::: Supplied data
PR #2407, opened 2020-03-27
Don't call the DBus method IsNodeFromIbft from the Storage module (#1…

poncovka:
…817529)

We cannot call this method from the main thread of the Storage module,
call a local function instead.

Resolves: rhbz#1817529

### DIFF
--- a/pyanaconda/bootloader/base.py
+++ b/pyanaconda/bootloader/base.py
@@ -22,6 +22,7 @@ from glob import glob
 import blivet
 from blivet.devices import NetworkStorageDevice
 from blivet.formats.disklabel import DiskLabel
+from blivet.iscsi import iscsi
 from blivet.size import Size
 from ordered_set import OrderedSet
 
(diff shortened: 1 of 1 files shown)


pyanaconda/bootloader/base.py
```diff
@@ -61,16 +62,27 @@ def _get_iscsi_node_from_device(device):
...
             return False
     return True
 
 
+def _is_node_from_ibft(node):
+    """Is the node configured from iBFT table?.
+
+    :param node: the node information
+    """
+    for ibft_node in iscsi.ibft_nodes:
```
rvykydal: Looking into blivet/iscsi.py it seems that the value of ibft_nodes is not set until iscsi.setup() is called, so maybe here it is not set?

poncovka: I guess that you mean `iscsi.startup()`. We call that during the initialization of the Storage module and this code is used only by the Storage module, so ibft_nodes should be already set when we call this function.

rvykydal: Ah, it is used only by the Storage module, sorry for the noise then...

poncovka:
@jkonecny12, the commit message was updated.

PR #2410, opened 2020-03-27
Improve tests speed

jkonecny12:
This will add parameter `-u` `--update` which will basically copy anaconda directory to temporary location in a mock and then rsync to the original location.

First version with removing only python files did not work because you can't run tests if you remove directories containing Makefiles. Makefile is that "smart" that it will check all these files first. :(


jkonecny12:
Closing this PR. Will be replaced by other with a correct name :D.

PR #2494, opened 2020-05-05
Remove the HasSource D-Bus function

VladimirSlavik:
It was redundant, Sources can be used instead.

### DIFF
--- a/tests/nosetests/pyanaconda_tests/module_payload_shared.py
+++ b/tests/nosetests/pyanaconda_tests/module_payload_shared.py
@@ -103,7 +103,6 @@ class PayloadSharedTest(object):
     def check_empty_sources(self):
         """Default check for payload with no sources set."""
         self._test.assertEqual([], self.payload_interface.Sources)
-        self._test.assertFalse(self.payload_interface.HasSource())
 
     def set_and_check_sources(self, test_sources, exception=None):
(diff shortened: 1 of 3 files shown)


tests/nosetests/pyanaconda_tests/module_payload_shared.py
```diff
@@ -152,6 +151,6 @@ def check_sources(self, expected_sources=None):
         self._test.assertEqual(self.payload_interface.Sources, expected_paths)
 
         if expected_sources:
-            self._test.assertTrue(self.payload_interface.HasSource())
+            self._test.assertGreater(len(self.payload_interface.Sources), 0)
```
poncovka, line 154: I think this is the same as `self._test.assertTrue(self.payload_interface.Sources)`.

VladimirSlavik: I had something similar there, but didn't like the implicit (unstated) conversion to `bool`. Actually, how about this:
```
self._test.assertEqual(
  bool(expected_sources),
  self.payload_interface.Sources == []
)
```

poncovka: Actually, you can remove this block, because the property Sources is tested above.

PR #2495, opened 2020-05-05
Ignore the required package dmraid in RHEL

jstodola:
The package dmraid is not available in RHEL 8, so ignore this requirement.

Resolves: rhbz#1831790


poncovka:
Jenkins, test this please.

poncovka:
I'm not sure how to test it, but it is a very small change that should be safe to merge.

PR #2496, opened 2020-05-06
subscription: Simplified system purpose configuration

M4rtinK:
This PR substantially simplifies system purpose configuration in comparison to what was done back in RHEL 8.0 and 8.2 due to the specific circumstances back then. 

In short, we now simply set system purpose data to the installation environment every time a new system purpose data DBus structure is supplied & a separate installation task will take care of transferring the system purpose configuration file to the target system. Due to this we need just a simple runtime DBus task that des not need to be directly invoked via DBus API. Also we no longer need the `syspurpose` package to be installed to the target system as `syspurpose` is no longer called on the target system anymore.

For more details you can see the commit message of the third commit.

The PR is structured as follows:
- commit 1 adds a simple helper function for checking if system purpose has been set
- commit 2 adds equality checking for SystemPurpose data, that wee need to decide if system purpose data changed and should be re-applied
- commit 3 does the actual simplification of system purpose configuration

### DIFF
--- a/pyanaconda/modules/subscription/installation.py
+++ b/pyanaconda/modules/subscription/installation.py
@@ -22,12 +22,12 @@ import shutil
 from dasbus.typing import get_variant, Str
 
 from pyanaconda.core import util
+from pyanaconda.core.constants import RHSM_SYSPURPOSE_FILE_PATH
+from pyanaconda.core.subscription import check_system_purpose_set
 
 from pyanaconda.modules.common.task import Task
 from pyanaconda.modules.common.errors.installation import InsightsConnectError, \
     InsightsClientMissingError, SubscriptionTokenTransferError
-
-from pyanaconda.modules.subscription import system_purpose
 
 from pyanaconda.anaconda_loggers import get_module_logger
 log = get_module_logger(__name__)
@@ -81,35 +81,6 @@ class ConnectToInsightsTask(Task):
             raise InsightsConnectError("Connecting to Red Hat Insights failed.")
 
 
-class SystemPurposeConfigurationTask(Task):
-    """Installation task for setting system purpose."""
-
-    def __init__(self, sysroot, system_purpose_data):
-        """Create a new system purpose configuration task.
-
-        :param str sysroot: a path to the root of the installed system
-        :param system_purpose_data: system purpose data DBus structure
-        :type system_purpose_data: DBusData instance
-        """
-        super().__init__()
-        self._sysroot = sysroot
-        self._system_purpose_data = system_purpose_data
-
-    @property
-    def name(self):
-        return "Set system purpose"
-
-    def run(self):
-        # apply System Purpose data
-        return system_purpose.give_the_system_purpose(
-            sysroot=self._sysroot,
-            role=self._system_purpose_data.role,
-            sla=self._system_purpose_data.sla,
-            usage=self._system_purpose_data.usage,
-            addons=self._system_purpose_data.addons
-        )
-
-
 class RestoreRHSMLogLevelTask(Task):
     """Restore RHSM log level back to INFO."""
 
@@ -144,7 +115,6 @@ class TransferSubscriptionTokensTask(Task):
 
     RHSM_REPO_FILE_PATH = "/etc/yum.repos.d/redhat.repo"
::::::
▶ _Problem to solve_:
Look through the data above and return each line where the string "function" occurs.

▶ _Finished task_:
call a local function instead.
poncovka: I guess that you mean `iscsi.startup()`. We call that during the initialization of the Storage module and this code is used only by the Storage module, so ibft_nodes should be already set when we call this function.
Remove the HasSource D-Bus function
- commit 1 adds a simple helper function for checking if system purpose has been set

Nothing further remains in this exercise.